**What needs to be done:**
Give back all the data exactly, line by line.

**Task material:**

PR #635, opened 2023-02-17
Preparations for experimental mutator integration

fmeum:


src/main/java/com/code_intelligence/jazzer/mutation/support/InputStreamSupport.java
```diff
@@ -51,8 +51,11 @@ public static byte[] readAllBytes(InputStream stream) throws IOException {
     byte[] result = new byte[arrayLength];
     int offset = 0;
     byte[] buffer;
+    int remaining = arrayLength;
```
bertschneider, line 54: Why is this necessary? I expected sum of `buffer.length` to be `arrayLength`.

bertschneider (approved):
Nice cleanup!

src/main/java/com/code_intelligence/jazzer/mutation/support/InputStreamSupport.java
fmeum: That's not necessarily true for the last buffer, which is exactly what caused the bug. I feel a bit better now about missing this at first :-D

**Answer for this exercise:**
PR #635, opened 2023-02-17
Preparations for experimental mutator integration

fmeum:


src/main/java/com/code_intelligence/jazzer/mutation/support/InputStreamSupport.java
```diff
@@ -51,8 +51,11 @@ public static byte[] readAllBytes(InputStream stream) throws IOException {
     byte[] result = new byte[arrayLength];
     int offset = 0;
     byte[] buffer;
+    int remaining = arrayLength;
```
bertschneider, line 54: Why is this necessary? I expected sum of `buffer.length` to be `arrayLength`.

bertschneider (approved):
Nice cleanup!

src/main/java/com/code_intelligence/jazzer/mutation/support/InputStreamSupport.java
fmeum: That's not necessarily true for the last buffer, which is exactly what caused the bug. I feel a bit better now about missing this at first :-D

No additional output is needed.